Luego
de 19 años de confrontación con el régimen chavista, hay
suficiente evidencia empírica del fracaso de los partidos en la
conducción de la oposición venezolana. Este fracaso no se deriva
por el hecho de ser partidos, sino más bien por ser rehenes de una
lógica que el régimen logró imponerles bien temprano: el cambio
político solo es posible dentro del severamente controlado marco de
las reglas de juego del estado chavista.
A
lo largo de 19 años, la Coordinadora Democrática primero y la Mesa
de la Unidad Democrática después, participaron en diversos eventos
electorales con la esperanza de desplazar al chavismo del poder por
la vía del voto. Al participar en estas elecciones, la oposición
electoral se veía obligada a salir en defensa de un sistema
electoral fraudulento, diseñado para favorecer a los candidatos del
gobierno.
El
triunfo de la oposición en las parlamentarias del 2015 tomó por
sorpresa a un régimen cuyo fraude y ventajismo no fue suficiente
para cambiar el resultado. Como es natural, este resultado tenía que
alentar la tesis de la oposición electoral. Después de todo parecía
que sí era posible ganarle al régimen usando sus propias reglas.
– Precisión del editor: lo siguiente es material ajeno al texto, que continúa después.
PR #1431, opened 2017-12-25
Custom proxy protocol

rudanzona:
@LavrovArtem @miherlosev

Currently the poxy is always created with http protocol. I would like to customize proxy protocol with https and keep its default value as http. Would you help to review the changes and to check if there is any concerns? Thank you.

### DIFF
--- a/src/proxy/index.js
+++ b/src/proxy/index.js
@@ -22,24 +22,25 @@ function parseAsJson (msg) {
     }
 }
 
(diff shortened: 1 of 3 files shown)


rudanzona:
The related PR on testcafe: https://github.com/DevExpress/testcafe/pull/2024

miherlosev:
https://github.com/DevExpress/testcafe/pull/2024#issuecomment-367353430

PR #1461, opened 2018-01-26
Use stored 'hasOwnProperty' for internal purposes (close #1223)

### LINKED ISSUE #1223: Use stored 'hasOwnProperty' for internal purposes

Farfurix:


src/client/sandbox/cookie/index.js
```diff
@@ -28,7 +29,7 @@ export default class CookieSandbox extends SandboxBase {
         const parsedCookieCopy = {};
 
         for (const prop in parsedCookie) {
-            if (parsedCookie.hasOwnProperty(prop))
+            if (nativeMethods.objectHasOwnProperty.call(parsedCookie, prop))
```
miherlosev: Specify valid context for native method call:
`nativeMethods.objectHasOwnProperty.call(window.Object, parsedCookie, prop)`
there and above.

PR #59, opened 2019-10-08
Cleanup pending resource update and app removal

wilfred-s:
This is a follow up for #50.

The cleanup should first update the parent queues and then the current queue. This partially reverses the change from #50. It does keep in place the locking fix which is the real problem that needed to be fixed.

It also fixes the TODO that was in the decrement. We should never go negative on the pending resource decrement. Replacing Sub with SubEliminateNegative. The same change is also added to the removal of the scheduling app.


yangwwei:
Hi @wilfred-s apologies that get to this one so late.
For the patch, use `SubEliminateNegative` makes sense to me. However, what's the difference between updating parents first comparing to updating the child first. I don't see any difference as the dec/inc functions are no-error calls. Are you seeing any issues that lead to this change?

wilfred-s:
First point is consistency: when we update all other queue usages we recurse up and update from the root down to the leaf. We follow the same pattern for all the queue updates. With the lock as part of the unwind of the recursion we also prevent a possible inconsistency when we have concurrent updates from multiple leaf queues.

I just saw that we have a problem in `RemoveQueue` with the current locking after #50. We have performed the checks and can remove the queue we now unlock. While we release the lock we could add a new application to the queue which is being removed. We should not release the lock while we remove the queue as this causes inconsistencies: an app gets linked to a removed queue...

I also thought about not using `SubEliminateNegative` and returning an error or logging it so we don't hide the inconsistent state on decrement. I have not done that as yet because we *can* and do call `IncPendingResource` with a negative delta which really turns it into a decrement. I was going to log a new issue around that but I think we need to tackle that now.

I am going to update the request to clean this up.

wilfred-s:
The updates as discussed before:
- Fix queue lock on removal
- Add new sub error on negative call and use in pending resources
- Remove parent queue lock to get child list (use locked function)

This 3rd change was not used before but it removes the parent queue lock from the ask_finder. this reduces the time the lock is held on the parent queue to a minimum. While the child queues are processed the parent queue is now no longer locked.
@TaoYang526 this is an enhanced version of the change in #50

pkg/scheduler/asks_finder.go
```diff
@@ -64,15 +64,12 @@ func (m *Scheduler) findAllocationAsks(partitionTotalResource *resources.Resourc
 // sorting type for the parent queue.
 // Stopped queues will be filtered out at a later stage.
 func sortSubqueuesFromQueue(parentQueue *SchedulingQueue) []*SchedulingQueue {
-    parentQueue.lock.RLock()
-    defer parentQueue.lock.RUnlock()
```
yangwwei: Doubt about removing this lock.
It might be possible during the same time when the scheduler doing the queues sorting, another allocation added/removed to a leaf queue, which invalidates the sorting result, isn't it?

wilfred-s: Sorting is just one step and the sort can be invalidated already. 
- Getting a copy of the child list is still locked
- After we sort the queue list is passed back. At that point in time we already have released the lock and allocations will occur.
- the child queues which are sorted were never locked.

Sorting also happens on two field that are not lock protected: ProposingResource for the scheduling side and the cached GuaranteedResource field. Both are accessed outside locks. So locking of the parent queue could only have had an indirect effect preventing modifications on the ProposingResource but never on the cached GuaranteedResource.

Based on all that I removed the lock

yangwwei: I was quite surprised that the accessing of queue resources were not lock protected, I just went over the related code again. Now I see why.  We are not using real multi-thread allocating. In tryBatchAllocation, we can possibly launch a few threads, but we wait on them to return proposals. So sort queue and modify queue resources are not happening concurrently. I think we are safe to remove this lock now.

But we may need to revise this model sometime later. Usually, we run allocation threads concurrently and produce proposals and the main scheduler thread just consumes them by either committing or rejecting them.

wilfred-s: I agree when we start moving towards multithreaded allocations we need to go over the whole locking with a fine-tooth comb. We might get a different set of locks when we get to that.

wilfred-s:
Based on the last comment I don't see anything holding this back.
Merging this later today if there are no further comments

yangwwei:
Yes, this should be good.
Merging this now. Thanks @wilfred-s

TaoYang526:
Sorry for replying so late. I just quickly go through this PR, IIUC, maybe there's still a risk of deadlock when self-check goroutine of PartitionManager holds child queue's read lock (calling SchedulingQueue#RemoveQueue) and try to get parent queue's write lock, and meanwhile another goroutine may holds parent queue's write lock and try to get child queue's write lock (calling SchedulingQueue#updateSchedulingQueueInfo for example). Could you please check if this may happen? @wilfred-s  @yangwwei

wilfred-s:
That cannot happen and should never happen. The scheduling queue can only be removed if the queue is not used in scheduling anymore. This means that either the queue is a managed queue that was removed from the configuration (not active anymore) or an unmanaged queue that is empty and has nothing left.
There is no way that the update of the queue can be called in that case.

With the changes made around the updates we walk up a queue tree without lock. While we unwind the recursion we make the change at a level using a lock. When the parent is done we lock the child only. That guarantees that we never have more than 1 lock at the same time except in really special cases which we have control over.

TaoYang526:
Thanks @wilfred-s for the clarification, it's clear now. It's my fault to update lock in SchedulingQueue#RemoveQueue without further understanding, thanks for fixing it.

La
alegría no duraría un año, pues el país sería testigo de cómo
el régimen le fue arrebatando una a una las atribuciones a la
Asamblea Nacional, burlándose de la voluntad de millones expresada
por la vía del voto.
El
año 2016 y lo que va del 2017 se han ido en el ensayo de fórmulas
institucionales para desplazar al régimen en un país donde no hay
estado de derecho. Con las elecciones de gobernadores convocadas para
octubre, y seguramente las presidenciales para el otro año, la MUD
se lanza nuevamente a participar en procesos convocados en los
términos que favorecen al gobierno y sin negociar ningún tipo de
garantía.
Nuevamente
se usa la falacia argumental de que la única forma de derrocar a la
dictadura es participando dentro de las condiciones viciadas que ella
misma establece. Es la tesis del régimen que ha sido mansamente
aceptada por la MUD. Sostiene que solo es posible salir de la
dictadura jugando dentro de sus propias reglas. Esta estrategia es
perversa, porque usa a los mismos dirigentes de la oposición como
vehículos de las teorías del gobierno.
Al
régimen le sirve una oposición como ésta: que lo enfrente, pero en
sus propios términos; que deje intactos sus pilares fundamentales de
poder. Este tipo de oposición permitiría la cohabitación con la
Constituyente y con su producto final, una nueva constitución;
consolidando el modelo de estado chavista. Y, seguramente, esta
oposición también abrazaría la transición de un gobierno a otro,
garantizando algún tipo de impunidad a perpetradores de delitos de
lesa humanidad. Una oposición controlada y a su medida es el sueño
de cualquier dictadura.
Humberto González Briceño@humbertotweets
“Las imágenes que salen en la portada, no son de responsabilidad del autor del escrito”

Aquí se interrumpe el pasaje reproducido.